Plus a course in the politics of southern Africa (professor: Assistant Secretary of State for African Affairs Chester Crocker), a tutorial on neoconservative thought (professor: Irving Kristol of the American Enterprise Institute), and a briefing on the Strategic Defense Initiative (Star Wars) by Edward Teller, the father of the hydrogen bomb. And all for just one pupil: Vice President J. Danforth Quayle.

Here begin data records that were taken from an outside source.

PR #12039, opened 2016-07-29
make console directory support sub-directory

922:
| Q | A |
| --- | --- |
| Is bugfix? | yes/no |
| New feature? | yes/no |
| Breaks BC? | yes/no |
| Tests pass? | yes/no |

### DIFF
--- a/framework/console/controllers/HelpController.php
+++ b/framework/console/controllers/HelpController.php
@@ -146,18 +146,35 @@ class HelpController extends Controller
         }
 
         $controllerPath = $module->getControllerPath();
-        if (is_dir($controllerPath)) {
-            $files = scandir($controllerPath);
-            foreach ($files as $file) {
-                if (!empty($file) && substr_compare($file, 'Controller.php', -14, 14) === 0) {
-                    $controllerClass = $module->controllerNamespace . '\\' . substr(basename($file), 0, -4);
-                    if ($this->validateControllerClass($controllerClass)) {
-                        $commands[] = $prefix . Inflector::camel2id(substr(basename($file), 0, -14));
-                    }
+        $commandsRes = $this->readDir($controllerPath,$module,$prefix);
+        if($commandsRes)$commands=array_merge($commands,$commandsRes);
+        return $commands;
+    }
+
+    /**
+     * @param string $file  the controllerPath
+     * @param $module \yii\base\Module $module the module instance
+     * @param string $prefix   namespace as prefix
+     * @return array the available command names
+     */
+    private function readDir($file,$module,$prefix){
+        $commands=[];
+        if(is_dir($file) ){
+            $files = scandir($file);
+            foreach($files as $v){
+                if( '.' === $v || '..'===$v)continue;
+                $commandsRes = $this->readDir($file.'/'.$v,$module,$prefix);
+                if($commandsRes)$commands=array_merge($commands,$commandsRes);
+            }
+        }else{
+            if (!empty($file) && substr_compare($file, 'Controller.php', -14, 14) === 0){
+                $controllerClass = $module->controllerNamespace . '\\' .substr(substr($file,strlen($module->getControllerPath())+1), 0, -4);
+                $controllerClass =  preg_replace('/\//','\\',$controllerClass);
+                if ($this->validateControllerClass($controllerClass)){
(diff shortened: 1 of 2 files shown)


922:
when we use yii command ,there is some problems with us . There has too many files in the  controllers directory .for make console directory support sub-directory, we update two files:
1、yii2\framework\console\controllers\HelpController.php
2、yii2\framework\helpers\BaseInflector.php

VisualRun:
Great work ！！！

AIfenfen:
建国，你真牛，大家都为你骄傲！！！

wu-wen-feng:
建国，棒棒的

chamuyaye:
建国，萌萌哒

KnightVan:
You are so Diao！

SilverFire:
Code style must be adjusted according to [Yii 2 Core Framework Code Style](https://github.com/yiisoft/yii2/blob/master/docs/internals/core-code-style.md). Unit tests are required

cebe:
anyone willing to work on this further?

Ximich:
What happens with this pull request? It's really necessary feature.

framework/helpers/BaseInflector.php
```diff
@@ -383,7 +384,7 @@ public static function camel2id($name, $separator = '-', $strict = false)
         if ($separator === '_') {
             return trim(strtolower(preg_replace($regex, '_\0', $name)), '_');
         } else {
-            return trim(strtolower(str_replace('_', $separator, preg_replace($regex, $separator . '\0', $name))), $separator);
+            return trim(strtolower(preg_replace('/\/'.$separator.'/','/',str_replace('_', $separator, preg_replace($regex, $separator . '\0', $name)))), $separator);
```
cebe: this function should not be changed. all code necessary to support subfolders in console should be made in yii\console\* classes.

framework/console/controllers/HelpController.php
```diff
@@ -146,18 +146,35 @@ protected function getModuleCommands($module)
...
+                if( '.' === $v || '..'===$v)continue;
+                $commandsRes = $this->readDir($file.'/'.$v,$module,$prefix);
+                if($commandsRes)$commands=array_merge($commands,$commandsRes);
+            }
+        }else{
+            if (!empty($file) && substr_compare($file, 'Controller.php', -14, 14) === 0){
+                $controllerClass = $module->controllerNamespace . '\\' .substr(substr($file,strlen($module->getControllerPath())+1), 0, -4);
+                $controllerClass =  preg_replace('/\//','\\',$controllerClass);
+                if ($this->validateControllerClass($controllerClass)){
+                    $commands[] = $prefix . Inflector::camel2id(substr(substr($file,strlen($module->getControllerPath())+1), 0, -14));
```
cebe: this does not look complete to me, how does changing the help-controller enable subdirectories in the application?

cebe (changes requested):
@Ximich see my comments. Also a unit test would be great that verifies behavior.

framework/console/controllers/HelpController.php
Ximich: Subdirectories is already works in console application. But they doesn't appear in the list of all commands. This pull request fix that.

framework/helpers/BaseInflector.php
Ximich: Unfortunately there is no special place for only console helpers. Of course this can be done, but making such exception for only one console controller doesn't seem reasonable.

Ximich:
@cebe thanks for fast response. With surprise I found that subfolders are already working for the console application. But it's not documented anywhere and prompts for controllers from subfolders don't appear.

samdark:
So instead of changing inflector docs should be improved and help command adjusted, right?

framework/helpers/BaseInflector.php
cebe: handling of path elements does not belong to Inflector, if its needed it needs to be done outside. There is no need to create a helper from it, a private method in the class that is using it is fine.

cebe:
> So instead of changing inflector docs should be improved and help command should be adjusted, right?

yes, plus a test should verify behavior so we mark it as officially supported from then on.

samdark:
@Ximich do you have time to handle it?

developeruz:
It seems the problem is solved by #15249 and [tested](https://github.com/yiisoft/yii2/blob/f4c5c4931bb937f43ec8ce9338e0208406fdbe06/tests/framework/console/controllers/HelpControllerTest.php#L74)

Issue #11953, opened 2016-07-14
When download utf8 filename via  Response::sendfile()  , filename is not correct in IE11


pigochu:
Example Code

~~~php
return Yii::$app->getResponse()->sendFile($filepath, $attachment->filename);
~~~

if $attachment->filename is "中文.txt"  <== this is chinese filename with utf8 encoded.

When I download 
- Chome & Firefox save correct filename
- IE 11 is not correct

In http://php.net/manual/en/function.header.php , yjf_victor wrote :
![image](https://cloud.githubusercontent.com/assets/1013744/16832701/0de4414e-49de-11e6-89c4-ac25a1107317.png)

So I change my code looks like:

~~~php
$response = Yii::$app->getResponse()->sendFile($filepath, $attachment->filename);
$response->headers['Content-Disposition'] = 'attachment; '
        . sprintf('filename="%s"; ', rawurlencode($attachment->filename))
        . sprintf("filename*=utf-8''%s", rawurlencode($attachment->filename));
        return $response;
~~~

IE11 & Chrome & Filefox can download file with correct filename.

cebe:
I remember a similar issue report but I could not find it.

samdark:
https://github.com/yiisoft/yii2/issues/10563 ?

cebe:
Yes, thanks.

samdark:
Closed as duplicate of #10563.

PR #12040, opened 2016-07-29
fix #10563, #11953 current implementation of file download does not encode UTF8 filenames correctly

### LINKED ISSUE #10563: Current implementation of file download does not encode UTF8 filenames correctly
see https://github.com/yiisoft/yii/issues/2620#issuecomment-20663991

https://github.com/yiisoft/yii2/blob/8f1245553f1b3dcb5b4022780eb83a69f5065f33/framework/web/Response.php#L565

shirase:
| Q | A |
| --- | --- |
| Is bugfix? | yes |
| New feature? | no |
| Breaks BC? | no |
| Tests pass? | no |
| Fixed issues | #10563, #11953 |

### DIFF
--- a/framework/web/Response.php
+++ b/framework/web/Response.php
@@ -438,6 +438,7 @@ class Response extends \yii\base\Response
         }
         if ($attachmentName === null) {
             $attachmentName = basename($filePath);
+            $this->headers->setDefault('Content-Disposition', "attachment; filename=\"$attachmentName\"");
         }
         $handle = fopen($filePath, 'rb');
         $this->sendStreamAsFile($handle, $attachmentName, $options);
@@ -563,7 +564,7 @@ class Response extends \yii\base\Response
             ->setDefault('Accept-Ranges', 'bytes')
             ->setDefault('Expires', '0')
             ->setDefault('Cache-Control', 'must-revalidate, post-check=0, pre-check=0')
-            ->setDefault('Content-Disposition', "$disposition; filename=\"$attachmentName\"");
+            ->setDefault('Content-Disposition', "$disposition; filename=\"$attachmentName\"; filename*=utf-8''" . rawurlencode($attachmentName));
 
         if ($mimeType !== null) {
             $headers->setDefault('Content-Type', $mimeType);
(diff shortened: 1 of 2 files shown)


PowerGamer1:
So now just because `mb_detect_encoding` is not installed or failed to detect encoding UTF-8 filename will be absent in HTTP header?

I would not use `mb_detect_encoding` at all and instead either:
a) require user to always pass `$attachmentName` in 'UTF-8'
or
b) allow to specify the encoding of `$attachmentName` as additional option in `Response::sendFile()` and then specify that encoding in generated HTTP header.

Also, it may be beneficial for compatibility with older browsers to also always include "filename=" (without asterisk , see the last example and explanation here: https://tools.ietf.org/html/rfc6266#section-5) and also not perform any encoding at all if every character in UFT-8 encoded `$attachmentName` is already US-ASCII.

shirase:
a) breaks backward compatibility, because current master works in all modern browsers except IE. 
b) i vote for it and make changes

PowerGamer1:
@shirase 
Sorry, but I don't think you really realize the extent of the problem with regards of what is broken and how to fix it. The following is already wrong (HTTP headers cannot have non US-ASCII characters in them):

```PHP
->setDefault('Content-Disposition', "$disposition; filename=\"$attachmentName\"" .
```

For that same reason when the `$attachmentName` is `null` you cannot just grab `basename($filePath)` disregarding the underlying encoding of `$filePath` (which is completely different on different OSes) and shove it directly into HTTP header.

shirase:
If $attachmentName is null, you must to set attachmentFileNameEncoding to your filesystem encoding, But it is better to set $attachmentName.

shirase:
IE supports only UTF-8, I should think.

shirase:
How about this one?

PowerGamer1:
> How about this one?

Exactly the same problem as before - invalid characters in HTTP header. See my version: https://github.com/yiisoft/yii2/pull/12062.

shirase:
$attachmentName must be ASCII only. If you need UTF-8 file name, use utf8Name option. Your solution can be used in 2.1.x.

shirase:
I made some changes. Not by RFC but it works in modern and old browsers and it have BC.

samdark:
Which old browsers have you tested?

samdark:
The solution technically works in majority of cases but isn't complete.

From Election Day to the start of Inauguration week, Quayle virtually hid out in his transition office opposite the White House. He gave no speeches or interviews, made no television appearances. Instead he devoted most of his time to cramming on subjects he will need to know a bit about if he is to give cogent advice to President Bush -- or take over If Something Happens. At least three times on most weekdays, including several sessions over lunch, Quayle tried to absorb the expertise communicated by the most knowledgeable tutors his staff could round up.

That such crash courses should be necessary spotlights Quayle's greatest difficulty. In his own words, delivered during an NBC television interview last week, he is still "a huge question mark" in the public's mind. That is putting it mildly: to many people the campaign image of an intellectual lightweight stubbornly lingers. In a Yankelovich Clancy Shulman poll taken for TIME before the Inauguration, half of those questioned had no particular impression of Quayle, and 30% viewed him unfavorably. Asked if Quayle is qualified to assume the presidency, 52% said no and only 30% said yes -- a poorer ratio than the negative vote he drew in August (44% no, 33% yes), when Bush had just selected him as running mate.

As the Inauguration neared, Quayle evidently felt more confident. At the start of last week, he agreed to a round of TV, newspaper and magazine interviews. He was assigned by Bush to get his first taste of diplomacy on a visit to Venezuela and two to four other Latin American nations only a couple of weeks after being sworn in. Though Quayle played the traditional role of Just Barely Visible Man through most of the Inaugural ceremonies, he delivered what some advisers called his own Inaugural Address at the concluding gala Saturday night. Quayle said he had come to appreciate Winston Churchill's classic line that "nothing in life is so exhilarating as to be shot at without result." He ridiculed the "self-importance" of the "Washington | Establishment" -- rather odd for the Vice President of an Administration dominated by such Establishment types as Bush and most members of the Cabinet.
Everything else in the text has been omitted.